■ Provided data:
PR #513, opened 2017-06-04
Copy Korebuild directory to cloned repoistories to avoid repeated dow…

kichalla:
…nloads

Fixes: https://github.com/aspnet/Coherence-Signed/issues/546

### DIFF
--- a/build/RepositoryBuild.targets
+++ b/build/RepositoryBuild.targets
@@ -57,6 +57,15 @@
 
     <Message Text="============ Building $(RepositoryToBuild) ============" Importance="High" />
 
+    <!-- Copy Korebuild folder to individual repos to avoid downloading it again and again and also to
+          prevent from taking in newer Korebuild changes when Universe is building midway -->
+    <ItemGroup>
+      <_KorebuildItems Include="$(RepositoryRoot).build\**\*.*" />
+    </ItemGroup>
+
+    <Message Text="Copying Korebuild from Universe to repository $(BuildRepositoryRoot)"/>
+    <Copy SourceFiles="@(_KorebuildItems)" DestinationFolder="$(BuildRepositoryRoot).build\%(RecursiveDir)" SkipUnchangedFiles="true" UseHardlinksIfPossible="true" />
+
     <Exec
       Command="./$(_BuildScriptToExecute) $(BuildArguments)"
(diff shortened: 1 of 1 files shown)


build/repo.targets
```diff
@@ -106,6 +106,15 @@
       Condition="'$(CloneRepositoryCommit)'!=''" />
   </Target>
 
+  <Target Name="_CopyKorebuild" AfterTargets="_CloneRepository">
```
pranavkm: Make this part of building repositories and not clone.

build/repo.targets
```diff
@@ -106,6 +106,15 @@
...
+    <ItemGroup>
+      <_CopyItems Include="$(RepositoryRoot).build\**\*.*" />
+    </ItemGroup>
+    
+    <Message Text="Copying Korebuild from Universe to repository $(_CloneRepositoryRoot)$(CloneRepository)" />
+    <Copy SourceFiles="@(_CopyItems)" DestinationFolder="$(_CloneRepositoryRoot)$(CloneRepository)\.build\%(RecursiveDir)" />
```
pranavkm: `SkipUnchangedFiles="true" UseHardlinksIfPossible="true"`

build/repo.targets
```diff
@@ -106,19 +106,11 @@
...
-    
-    <Message Text="Copying Korebuild from Universe to repository $(_CloneRepositoryRoot)$(CloneRepository)" />
-    <Copy SourceFiles="@(_CopyItems)" DestinationFolder="$(_CloneRepositoryRoot)$(CloneRepository)\.build\%(RecursiveDir)" />
-  </Target>
-  
   <Target Name="BuildRepositories"
      DependsOnTargets="_FilterRepositories;_FindDotNetPath;_GenerateRestoreGraphSpecs;_GenerateBuildGraph;_UpdateNuGetConfig;_CreateRepositoriesListWithCommits">
 
     <PropertyGroup>
+      <_RepoDir>$(_CloneRepositoryRoot)%(Repository.Identity)</_RepoDir>
```
pranavkm: I'm not sure this works. This would basically create one property with the identity of the last repository. You might need a separate target that loops over individual projects for this.

kichalla: You are right. While testing, I took a shortcut by setting the environment variable to include a single repsository which is why it worked, but it fails when there are multiple. I moved this script to a different location now.

PR #514, opened 2017-06-05
Copy msbuild artifacts from individual repos to universe artifacts fo…

kichalla:
…lder

### DIFF
--- a/build/RepositoryBuild.targets
+++ b/build/RepositoryBuild.targets
@@ -49,7 +49,9 @@
   <Target Name="_BuildRepository" DependsOnTargets="_PinVersions">
     <PropertyGroup>
       <BuildArguments>$(_RepositoryBuildTargets) /p:BuildNumber=$(BuildNumber) /p:Configuration=$(Configuration)</BuildArguments>
-      <RepositoryArtifactsDirectory>$(BuildRepositoryRoot)artifacts\build\</RepositoryArtifactsDirectory>
+      <RepositoryArtifactsRoot>$(BuildRepositoryRoot)artifacts</RepositoryArtifactsRoot>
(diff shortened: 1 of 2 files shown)


natemcmaster:
Why not just set TeamCity to gather `.r/*/artifacts/**/*`?

kichalla:
> Why not just set TeamCity to gather .r/*/artifacts/**/*?

I wanted to do that but wouldn't it require to do this on all the nodes which build Universe or is there a better way? (like inheriting team city Project?...but probably all nodes might not have a common parent project node)

natemcmaster:
By nodes I assume you mean build configurations. Currently, most universe builds are unique, so yes you'd have to edit several configs. 

But I'd prefer that to adding a lot of disk IO required to copy what might be thousands of files up a few folders.

kichalla:
> But I'd prefer that to adding a lot of disk IO required to copy what might be thousands of files up a few folders.

I initially wanted to avoid 'copying' files as it also adds time to the build but based on the current universe msbuild log performance summary I noticed that the time taken by Copy task is insignificant compared to others. I was also trying to figure out if I could just pass in a property to individual repos so that they could write the artifacts directly to the root's artifacts folder, but the problem is the msbuild artifacts folder is being created in Korebuild scripts. 

Not clear about 'thousands of files'...we are copying 2 files from the 'msbuild' folder of all repos to the root, which would be like ~90 files I think

We could see if this change makes the perf worse and if it does could revert it.

natemcmaster:
Yeah, 'thousands of files' is a exaggeration. Still seems to me like the simpler answer is to just change teamcity settings, but I'll sign of if you change the Copy to a Move instead. At least with a Move, we don't run the risk of redundant copies in the artifacts captured by TeamCity.

kichalla:
Sure I updated to use Move and checked it in. I will keep an eye on the build time it adds
88f81f00e91c41bf3f3e5274837c56c404fbda1c

PR #519, opened 2017-06-20
Update PackagePublisher version

ryanbrandenburg:
React to aspnet/BuildTools#268.


pranavkm:
:shipit: as long as it works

■ Instructions to follow: Check every line above for the string "thousands", and copy the ones that have it.

■ Exercise solution:
But I'd prefer that to adding a lot of disk IO required to copy what might be thousands of files up a few folders.
> But I'd prefer that to adding a lot of disk IO required to copy what might be thousands of files up a few folders.
Not clear about 'thousands of files'...we are copying 2 files from the 'msbuild' folder of all repos to the root, which would be like ~90 files I think
Yeah, 'thousands of files' is a exaggeration. Still seems to me like the simpler answer is to just change teamcity settings, but I'll sign of if you change the Copy to a Move instead. At least with a Move, we don't run the risk of redundant copies in the artifacts captured by TeamCity.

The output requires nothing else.